Function<имя>(formal parameters):<тип результата>;

<операторы>;

The statement section must contain at least one statement that assigns a value to the function name. The result of the last assignment is returned to the call point.

Example 5. Let's rework the problem about the area of a circle.

function circle (r:real): real;

a:=circle(5); (MUST be assigned)

Example 6. Find 1!+2!+…+n!

We use the function of finding the factorial, because we feed it as an input and get the result.

function fact (a:integer): integer;

for i:=1 to do

In the line fact:=fact*I;

the compiler will find an error, because fact must be called with parameters. Therefore, an additional variable is usually introduced into which the result is placed.
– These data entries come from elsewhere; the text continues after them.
PR #7258, opened 2024-12-20
modify custom/filterdifferentialtable to allow >=/<=

suzannejin:
This modification allows setting ">=" or "<=" comparisons through ext.args

## PR checklist

Closes #XXX 

- [x] Add a resource `label`
  - For modules:
  - For subworkflows:


pinin4fjords (changes requested):
The interface is a little confusing here. But in any case, you're effectively making the cardinality a required input here, which means it should go in through a channel.

I suggest we change the inputs from:

```    
    tuple val(meta), path(input_file)
    val(logFC_column)
    val(FC_threshold)
    val(padj_column)
    val(padj_threshold)
```

To:

```
    tuple val(meta), path(input_file)
    val(logFC_column)
    val(FC_threshold)
    val(FC_cardinality)
    val(padj_column)
    val(padj_threshold)
    val(padj_cardinality)
```

(removing the args thing altogether)

OR, maybe we also want to bundle these like:

```
    tuple val(meta), path(input_file)
    tuple val(logFC_column), val(FC_threshold), val(FC_cardinality)
    tuple val(padj_column), val(padj_threshold), val(padj_cardinality)
```

There should then be a check for a valid cardinality ('-', '<', '>', '<=', or '>=').

suzannejin:
@pinin4fjords Hello!! Thank you for the suggestions! Now the cardinal comparison operators are explicitly given as input :)

subworkflows/nf-core/abundance_differential_filter/main.nf
```diff
@@ -142,24 +142,28 @@ workflow ABUNDANCE_DIFFERENTIAL_FILTER {
         .join(inputs.filter_params)
         .multiMap { meta, results, filter_meta ->
             def method_params = [
-                'deseq2': [fc_column: 'log2FoldChange', padj_column: 'padj'],
-                'limma' : [fc_column: 'logFC', padj_column: 'adj.P.Val'],
-                'propd' : [fc_column: 'lfc', padj_column: 'weighted_connectivity']
+                'deseq2': [fc_column: 'log2FoldChange', fc_cardinality: '>=', padj_column: 'padj', padj_cardinality: '<='],
+                'limma' : [fc_column: 'logFC', fc_cardinality: '>=', padj_column: 'adj.P.Val', padj_cardinality: '<='],
+                'propd' : [fc_column: 'lfc', fc_cardinality: '>=', padj_column: 'weighted_connectivity', padj_cardinality: '>=']
```
pinin4fjords, line 147: Is it intentional to have '>=' for the propd padj cardinality?

subworkflows/nf-core/abundance_differential_filter/tests/main.nf.test.snap
```diff
@@ -1108,9 +1108,9 @@
                         "blocking": "sample_number",
                         "method": "propd",
                         "fc_threshold": 1.5,
-                        "padj_threshold": 50
+                        "padj_threshold": 100
```
pinin4fjords, line 1111: I should have asked this before- but why isn't the p value threshold something less than 1?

And then this result is assigned to the fact variable:

program factorial;

var sum,n,j: integer;

function fact (a: integer): integer;

var i,d: integer;

for i:=1 to do

for j:=1 to n do

sum:=sum+fact(j);

IV. Lesson summary

At this time, the programming process turns into industrial software production based programming technologies. Most experts are of the opinion that top-down program design method most suitable for solving complex problems. First, the task is defined in general terms, then its structure is gradually clarified. At the next step, each subtask, in turn, is divided into a number of others. The solution to a separate fragment of a complex problem is an independent program block - a subroutine.

V. Homework

Solve problems (in writing):

Create a procedure that replaces all the letters a in the entered string with *.
Two proposals are given. Find the total number of letters “n” in them. (Define a function to calculate the number of letters “n” in a sentence.)